Дождь уже не лил, а шептал, соединяя небо и землю, принося с собой запах облаков, смешанных с ароматом хвои. Я прижималась щекой к плечу напарника, согревалась его теплом и пыталась не соскользнуть в сон, который по всем признакам походил на обморок. Во всяком случае, в ушах уже звенело, сознание мутилось, и я с трудом контролировала собственное тело.
Наверно, потому за шелестом капель я не сразу услышала шум ярящегося водного потока. Лишь когда мы приблизились к горной реке, я смогла отчетливо его различить.
– Нужно переплыть, – прозвучал хриплый голос однокандальника. – Вода смоет наши следы. И обычные, и магические. Ты как, плавать умеешь?
Я глянула на бурное течение, в стремнине которого в предрассветных сумерках крутились белые водовороты. Подозреваю, что и вода была далеко не парным молочком, скорее уж едва оттаявшим ледником.
– Умею, но пловец из меня не очень, – повернувшись к напарнику, призналась я и обомлела, посмотрев на него.
Черты одутловатого лица менялись и оплывали каплями топленого воска, стекали, словно краски с картины. И под серым слоем из ноздреватой кожи с рубцами и мелкими застарелыми шрамами проступали совершенно другие черты: острые скулы, прямой нос, упрямый подбородок. Лишь взгляд темно-синих, цвета предштормового неба глаз остался неизменным: проницательным, расчетливым и холодным.
Совсем как на том изображении в газете. Я сглотнула, понимая, что передо мной тот, против кого девица Тигиан должна была давать показания, – тот самый Дьярвир Йоран. И мы со злейшим врагом ныне прикованы друг к другу одной цепью. М-да… явно где-то глубоко во мне спал оптимист и везунчик. И с каждым днем его храп становился все громче и заливистее.

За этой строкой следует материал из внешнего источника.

PR #1902, opened 2023-11-13
Enhanced the release-production workflow to support conditional checks to publish and user entered tags.

ebadiere:
Docker relelase build image fix. 

**Related issue(s)**:  #1898

Fixes #

### DIFF
--- a/.dockerignore
+++ b/.dockerignore
@@ -1,7 +1,7 @@
 Dockerfile
-packages/relay/node_modules/
-packages/relay/tests/
-packages/server/node_modules/
-packages/server/tests/
-node_modules/
-tools/
+**/packages/relay/node_modules/
+**/packages/relay/tests/
+**/packages/server/node_modules/
+**/packages/server/tests/
+**/node_modules/
+**/tools/
--- a/.github/workflows/release-production.yml
+++ b/.github/workflows/release-production.yml
@@ -27,6 +27,8 @@ jobs:
     steps:
       - name: Checkout repository
         uses: actions/checkout@v2
+        with:
+          submodules: true
         
       - name: Get tag
         run: echo "TAG=${{ github.event.inputs.image_tag }}" >> $GITHUB_ENV   
--- a/.github/workflows/release-production.yml
+++ b/.github/workflows/release-production.yml
@@ -61,7 +61,7 @@ jobs:
           platforms: linux/amd64, linux/arm64          
           file: ./Dockerfile
           load: true # This loads the image into the Docker environment
-          tags: my-image:${{ env.IMAGE_TAG }}  
+          tags: ${{ env.IMAGE_TAG }}  
 
       # Push the Docker image
       - name: Push Docker image
@@ -73,7 +73,7 @@ jobs:
           platforms: linux/amd64, linux/arm64
           file: ./Dockerfile
           push: true
-          tags: my-image:${{ env.IMAGE_TAG }}                
+          tags: ${{ env.IMAGE_TAG }}                
 
   npm-package-artifact:
     runs-on: ubuntu-latest
--- a/.github/workflows/release-production.yml
+++ b/.github/workflows/release-production.yml
@@ -38,7 +38,6 @@ jobs:
         with:
           cache-from: type=gha
           cache-to: type=gha,mode=max
-          context: .
           platforms: linux/amd64, linux/arm64
           push: true
           tags: ${{ env.REGISTRY }}/${{ github.repository }}:${{env.TAG}}
--- a/.github/workflows/release-production.yml
+++ b/.github/workflows/release-production.yml
@@ -1,10 +1,13 @@
 name: Release Production Environment
 
 on:
+  push:
+    tags: [ v* ]
+
   workflow_dispatch:
     inputs:
-      should_push:
-        description: 'Set to true to push the image after building'
+      publish:
+        description: 'Set to true to publish artifacts'
         required: true
         default: 'false'
       image_tag:
@@ -28,6 +31,13 @@ jobs:
       - name: Get tag
         run: echo "TAG=${GITHUB_REF#refs/*/v}" >> $GITHUB_ENV
 
+      - name: Set default tag
+        run: echo "IMAGE_TAG=${{ env.REGISTRY }}/${{ github.repository }}:${{ env.TAG }}" >> $GITHUB_ENV
+
+      - name: Override tag if custom tag is provided
+        if: github.event.inputs.image_tag != ''
+        run: echo "IMAGE_TAG=${{ github.event.inputs.image_tag }}" >> $GITHUB_ENV        
+
       - name: Login to GitHub Container Registry
         uses: docker/login-action@v2
         with:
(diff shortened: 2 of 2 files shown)


.dockerignore
```diff
@@ -1,7 +1,7 @@
 Dockerfile
-packages/relay/node_modules/
-packages/relay/tests/
-packages/server/node_modules/
-packages/server/tests/
-node_modules/
-tools/
\ No newline at end of file
+**/packages/relay/node_modules/
```
Nana-EC, line 2: Which package dirs does this refer to?

Nana-EC (changes requested):
Unclear which dirs under the repo this refers to.
If the goal is when the process is run by an external process then please update the PR description to make this clear and if possible add a comment in the file

.dockerignore
ebadiere: I read this to mean the `node_modules` under the relay.  My approach was to modify what was already there to use the proper syntax.  The `packages/relay/node_modules/` was already listed in the .dockerignore file.

.github/workflows/release-production.yml
```diff
@@ -33,14 +41,25 @@ jobs:
...
-      - name: Build and push images
+      # Build the Docker image
+      - name: Build Docker image
+        id: docker_build
         uses: docker/build-push-action@v2
         with:
-          cache-from: type=gha
-          cache-to: type=gha,mode=max
-          platforms: linux/amd64, linux/arm64
+          context: .
```
Nana-EC, line 49: Why these context changes

Nana-EC (changes requested):
dispatch should be in additional, also not clear on the additional changes

.github/workflows/release-production.yml
```diff
@@ -1,8 +1,16 @@
 name: Release Production Environment
 
 on:
-  push:
-    tags: [ v* ]
+  workflow_dispatch:
```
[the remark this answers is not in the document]
ebadiere: Added `push` back.

.github/workflows/release-production.yml
```diff
@@ -1,8 +1,16 @@
...
+    inputs:
+      should_push:
```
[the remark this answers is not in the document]
ebadiere: Updated.

.github/workflows/release-production.yml
```diff
@@ -1,8 +1,16 @@
...
+        description: 'Set to true to push the image after building'
```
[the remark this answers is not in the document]
ebadiere: Updated.

.github/workflows/release-production.yml
ebadiere: I missed the original context settings when refactoring.  They are restored.

.github/workflows/release-production.yml
```diff
@@ -33,14 +41,25 @@ jobs:
...
+      # Push the Docker image
+      - name: Push Docker image
+        if: success() && github.event.inputs.should_push == 'true'
+        uses: docker/build-push-action@v2
+        with:
+          context: .
+          file: ./Dockerfile
           push: true
-          tags: ${{ env.REGISTRY }}/${{ github.repository }}:${{env.TAG}}
+          tags: my-image:${{ github.event.inputs.image_tag }}
```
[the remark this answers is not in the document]
ebadiere: I was thinking of the custom tag.  I updated it to now define the old default tag and only use the custom tag if it has been provided.

.github/workflows/release-production.yml
```diff
@@ -4,6 +4,17 @@ on:
   push:
     tags: [ v* ]
 
+  workflow_dispatch:
+    inputs:
+      publish:
```
Nana-EC, line 9: Input unused.
You should make it so only the build process runs if `publish` is false

.github/workflows/release-production.yml
```diff
@@ -33,14 +51,29 @@ jobs:
...
+      - name: Build Docker image
+        id: docker_build
+        uses: docker/build-push-action@v2
+        with:
+          cache-from: type=gha
+          cache-to: type=gha,mode=max
+          platforms: linux/amd64, linux/arm64          
+          file: ./Dockerfile
+          load: true # This loads the image into the Docker environment
+          tags: my-image:${{ env.IMAGE_TAG }}
```
Nana-EC: Fix tag value

.github/workflows/release-production.yml
```diff
@@ -33,14 +51,29 @@ jobs:
...
+        if: success() && github.event.inputs.should_push == 'true'
         uses: docker/build-push-action@v2
         with:
           cache-from: type=gha
           cache-to: type=gha,mode=max
           platforms: linux/amd64, linux/arm64
+          file: ./Dockerfile
           push: true
-          tags: ${{ env.REGISTRY }}/${{ github.repository }}:${{env.TAG}}
+          tags: my-image:${{ env.IMAGE_TAG }}
```
Nana-EC: Why tag change?

.github/workflows/release-production.yml
```diff
@@ -20,6 +31,13 @@ jobs:
       - name: Get tag
         run: echo "TAG=${GITHUB_REF#refs/*/v}" >> $GITHUB_ENV
 
+      - name: Set default tag
```
Nana-EC, line 34: This step isn't needed if it's a version tag. You should remove or else you'll break the release flow

Nana-EC (changes requested):
Still some changes left that break release flow

.github/workflows/release-production.yml
```diff
@@ -20,6 +31,13 @@ jobs:
...
+        run: echo "IMAGE_TAG=${{ env.REGISTRY }}/${{ github.repository }}:${{ env.TAG }}" >> $GITHUB_ENV
+
+      - name: Override tag if custom tag is provided
+        if: github.event.inputs.image_tag != ''
+        run: echo "IMAGE_TAG=${{ github.event.inputs.image_tag }}" >> $GITHUB_ENV
```
Nana-EC, line 39: Easier if you use the same env variable
```suggestion
        run: echo "TAG=${{ github.event.inputs.image_tag }}" >> $GITHUB_ENV        
```

Nana-EC (changes requested):

.github/workflows/release-production.yml
ebadiere: my-image removed.

.github/workflows/release-production.yml
ebadiere: my-image removed

.github/workflows/release-production.yml
ebadiere: Updated.

.github/workflows/release-production.yml
ebadiere: Updated.

.github/workflows/release-production.yml
ebadiere: Updated.

Nana-EC (changes requested):

PR #1911, opened 2023-11-20
Productization of Environment optimization for retries against mirror node calls.

### LINKED ISSUE #1907: eth_sendRawTransaction / "No matching record found for transaction id" Issue
### Description

eth_sendRawTransaction submits the transaction and waits for the result to be propagated to the mirror node to respond, sometimes the transaction is successful but the propagation takes longer than expected resulting in the following error:

```
No matching record found for transaction id
```

### Steps to reproduce

1. Run a Local Node.
2. Set the following configurable properties to the following values:
```
MIRROR_NODE_RETRIES=0
MIRROR_NODE_RETRY_DELAY=2000
```
3. Send any transaction that uses `eth_sendRawTransaction` transfer of HBAR could be, but better if is a smart contract interaction.

4. Error should happend

### Additional context

Currently the workaround is to either increase the `MIRROR_NODE_RETRIES` or `MIRROR_NODE_RETRY_DELAY`

In the first, we are affecting all the flows where we should not retry due to `404` responses from the mirror node.
And in the second we are making all `eth_sendRawTransactions` take a minimun time defined there.

Currently I have set it to `0` and `5000` but I would like it to be trying more often. every X amount of time. so it could be as little as 2s, but as much as is needed, without affecting other endpoints...

There is another solution, that would make `eth_sendRawTransaction` be more equivalent to EVM, that is returnin the hash of the transaction as soon as is avaiable and then let `metamask` poll for the response using `eth_getTransactionReceipt` until it becomes available.

Explore both options as part of the resolution of this ticket.

### Hedera network

mainnet, testnet, previewnet

### Version

v0.35.2

### Operating system

None

AlfredoG87:
**Description**:
Productization of Environment optimization for eth_getBalance, eth_sendRawTransaction so there is no retries by default on the mirrorNodeClient.ts and also increase the retries count on the eth_sendRawTransaction flow, so receipt record is found on mirror node without affecting other request

**Related issue(s)**:

Fixes #1907 

**Notes for reviewer**:
The new configuration parameters have been running on all SwirldsLabs production environments (previewnet, testnet and mainnet) for the last few days without issues, and a noticeable decrease in latency was observed for many methods, but specially for `eth_getBalance` also, `eth_sendRawTransaction` is faster and `100%` reliable, so far.

**Checklist**


packages/relay/src/lib/clients/mirrorNodeClient.ts
```diff
@@ -166,13 +166,13 @@ export class MirrorNodeClient {
     const mirrorNodeHttpMaxTotalSockets = parseInt(process.env.MIRROR_NODE_HTTP_MAX_TOTAL_SOCKETS || '300');
     const mirrorNodeHttpSocketTimeout = parseInt(process.env.MIRROR_NODE_HTTP_SOCKET_TIMEOUT || '60000');
     const isDevMode = process.env.DEV_MODE && process.env.DEV_MODE === 'true';
-    const mirrorNodeRetries = parseInt(process.env.MIRROR_NODE_RETRIES || '3');
+    const mirrorNodeRetries = parseInt(process.env.MIRROR_NODE_RETRIES || '0'); // we are in the process of deprecation this "feature" (general retries regardless of the flow)
```
ebadiere, line 169: Nit. "we are in the process of deprecating this feature"

packages/relay/src/lib/clients/mirrorNodeClient.ts
```diff
@@ -166,13 +166,13 @@ export class MirrorNodeClient {
...
     const mirrorNodeRetriesDevMode = parseInt(process.env.MIRROR_NODE_RETRIES_DEVMODE || '5');
-    const mirrorNodeRetryDelay = parseInt(process.env.MIRROR_NODE_RETRY_DELAY || '250');
+    const mirrorNodeRetryDelay = parseInt(process.env.MIRROR_NODE_RETRY_DELAY || '2000');
     const mirrorNodeRetryDelayDevMode = parseInt(process.env.MIRROR_NODE_RETRY_DELAY_DEVMODE || '200');
     const mirrorNodeRetryErrorCodes: Array<number> = process.env.MIRROR_NODE_RETRY_CODES
       ? JSON.parse(process.env.MIRROR_NODE_RETRY_CODES)
-      : [404]; // by default we should only retry on 404 errors
+      : []; // we are in the process of deprecation this "feature" (general retries regardless of the flow)
```
ebadiere, line 175: Same as above

packages/relay/src/lib/clients/mirrorNodeClient.ts
AlfredoG87: ✅  Done

packages/relay/src/lib/clients/mirrorNodeClient.ts
AlfredoG87: ✅  Done

ebadiere (approved):
LG.

Issue #1827, opened 2023-10-16
Relay "getBalance" returns incorrect, cached response


stefan-stefanooov:
### Description

In local node setup. (development)
When requesting the balance form the relay we hit the following function [823](https://github.com/hashgraph/hedera-json-rpc-relay/blob/b4d80db9ab40c96f640ff7875b70e2d019deb688/packages/relay/src/lib/eth.ts#L837C49-L837C49)

We get the **balance** for an account (through the relay). This **creates** a **cache entry** with the current balance (0 for example)
If we make a **transfer** to that account, **wait** for the **receipt** and we get the **balance** for it **again**, the balance is **not** correct. It does not include the latest transaction. 

This happens only in development mode if we are executing these actions consecutavly.
Like in a test example: 
```
        // Get balance
        const recipientBalanceInitial = await ethers.provider.getBalance(recipientAddr)

        // Execute transaction
        const tx = await contract.transferTo(recipientAddr, TRANSFER_AMOUNT)
        await tx.wait()

        // Get balance
        const recipientBalanceFinal = await ethers.provider.getBalance(recipientAddr)
        const diff = recipientBalanceFinal.sub(recipientBalanceInitial)

        expect(weibarTotinybar(diff)).to.equal(TRANSFER_AMOUNT)
```

Possible solution to **disable** the cache for requests with parameter `blockNumberOrTagOrHash`  set to  "latest"/"pending"

### Steps to reproduce

1. Get account balance through the relay 
2. Transfer some value to the account
3. Wait for the transaction receipt
4. get the balance for that account again (as soon as the receipt arrives)

The balance does not show the latest transaction

### Hedera network

other

### Version

latest

### Operating system

macOS

PR #1924, opened 2023-11-24
Removing cache for getBalance in dev mode and 'blockNumberOrTagOrHash' is explicit

stefan-stefanooov:
Removing cache for dev mode if blockNumberOrTagOrHash is explicitly 'latest' or 'pending'

**Related issue(s)**:
[Relay "getBalance" returns incorrect, cached response#1827](https://github.com/hashgraph/hedera-json-rpc-relay/issues/1827)

### DIFF
--- a/packages/relay/src/lib/eth.ts
+++ b/packages/relay/src/lib/eth.ts
@@ -260,6 +260,10 @@ export class EthImpl implements Eth {
     this.debugServiceImpl = new DebugService(mirrorNodeClient, logger, this.common);
   }
 
+  private shouldUseCacheForBalance(tag: string | null): boolean {
+    return !CommonService.blockTagIsLatestOrPendingStrict(tag) && !CommonService.isDevMode;
+  }
+
   private initEthExecutionCounter(register: Registry) {
     const metricCounterName = 'rpc_relay_eth_executions';
     register.removeSingleMetric(metricCounterName);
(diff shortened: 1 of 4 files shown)


packages/relay/src/lib/services/ethService/ethCommonService/index.ts
```diff
@@ -61,6 +61,7 @@ export class CommonService implements ICommonService {
   static blockLatest = 'latest';
   static blockEarliest = 'earliest';
   static blockPending = 'pending';
+  static isDevMode = !!(process.env.DEV_MODE && process.env.DEV_MODE === 'true');
```
AlfredoG87, line 64: Why the added complexity on this assignment?

```suggestion
  static isDevMode = process.env.DEV_MODE === 'true';
```

packages/relay/src/lib/eth.ts
```diff
@@ -260,6 +260,10 @@ export class EthImpl implements Eth {
     this.debugServiceImpl = new DebugService(mirrorNodeClient, logger, this.common);
   }
 
+  private shouldUseCacheForBalance(tag: string | null): boolean {
+    return !CommonService.blockTagIsLatestOrPendingStrict(tag) && !CommonService.isDevMode;
+  }
```
AlfredoG87, line 265: Add a comment as below to improve readability.

```suggestion
  private shouldUseCacheForBalance(tag: string | null): boolean {
    // should only cache balance when is Not latest or pending and is not in dev mode
    return !CommonService.blockTagIsLatestOrPendingStrict(tag) && !CommonService.isDevMode;
  }
```

AlfredoG87 (commented):
Looks good, just 2 nits.

PR #1942, opened 2023-11-30
feat: add PR title check workflow

georgi-l95:
**Description**:
This PR adds workflow, which is responsible for checking the title of the PR and if it's compliant with the Conventional Commits standard

**Related issue(s)**:

Fixes #

**Notes for reviewer**:

**Checklist**

### DIFF
--- a/.github/workflows/flow-pr-title-check.yml
+++ b/.github/workflows/flow-pr-title-check.yml
@@ -1,0 +1,45 @@
+##
+# Copyright (C) 2023 Hedera Hashgraph, LLC
+#
+# Licensed under the Apache License, Version 2.0 (the "License");
+# you may not use this file except in compliance with the License.
+# You may obtain a copy of the License at
+#
+#      http://www.apache.org/licenses/LICENSE-2.0
+#
+# Unless required by applicable law or agreed to in writing, software
+# distributed under the License is distributed on an "AS IS" BASIS,
+# WITHOUT WARRANTIES OR CONDITIONS OF ANY KIND, either express or implied.
+# See the License for the specific language governing permissions and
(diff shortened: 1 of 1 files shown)


isavov (approved):

AlfredoG87 (changes requested):
Could we add a note on `README.md` with what is that standard?

Maybe under the `Contributing` section?

georgi-l95:
@AlfredoG87 Agree with you, but I think this should be included in the contribution guide, more so because all PRs in all repos will need to comply with this rule. Not sure, if we should clutter the readme here.

AlfredoG87 (approved):

Nana-EC:
> > @AlfredoG87 Agree with you, but I think this should be included in the contribution guide, more so because all PRs in all repos will need to comply with this rule. Not sure, if we should clutter the readme here.
> 
> yeah, I agree with you that this should be on contributing guide. do we have one? 😅

Yeah you can open a ticket here https://github.com/hashgraph/.github/blob/main/CONTRIBUTING.md

.github/workflows/flow-pr-title-check.yml
```diff
@@ -0,0 +1,45 @@
...
+
+jobs:
+  title-check:
+    name: Title Check
+    runs-on: ubuntu-latest
+    permissions:
+      statuses: write
+    steps:
+      - name: Check PR Title
+        uses: aslafy-z/conventional-pr-title-action@v3
```
Nana-EC, line 43: Q: does this support things like checking if labels are assigned and milestones set etc?

Nana-EC (approved):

Видимо, мое изумление было слишком велико, потому как напарник иронично вскинул бровь, спросив:
– Что?
– У тебя это… грим поплыл, – я решила сообщить о меньшем из своих открытий.
– Правда? – ничуть не смутился напарник. И, проведя ладонью по щеке, посмотрел на пальцы, невозмутимо добавив: – Я рассчитывал, что искажающего эликсира хотя бы на пару суток хватит.
Всего одна его фраза родила столько вопросов, что я могла бы в них утонуть легче, чем в горном потоке, ревущем рядом.
– Ты… – ошарашенно начала я.
Но Дьяр меня перебил:
– А мне твое лицо кажется знакомым… Мы не встречались раньше? – прищурившись, спросил он.
– В этой жизни – точно нет, – отрезала я и с энтузиазмом посмотрела на буруны реки.
Уйти от разговора, а тем паче от пристального внимания беглого мага хотелось столь сильно, что и вода уже казалась не такой уж холодной, а идея нырнуть в нее – не безумной.
Как врач, я прекрасно понимала, что такой заплыв грозит судорогами, остановкой сердца и дыхания, потерей координации… Но там хотя бы была вероятность выжить. А рядом с Дьяром – никаких «может быть», одни стопроцентные гарантии.
– Прыгаем на счет три? – подойдя к самому краю, не оборачиваясь, произнесла я.
Вместо ответа враг Тигиан, а ныне – мой, встал рядом и начал отсчет:
– Раз. Два. Три… – Наши ноги синхронно оттолкнулись от берега.
Миг полета, и быстрое течение подхватило нас, щепками помчав в самую стремнину. Тело моментально заледенело. Я смогла лишь вынырнуть, жадно схватив ртом воздух, как меня поволокло на глубину.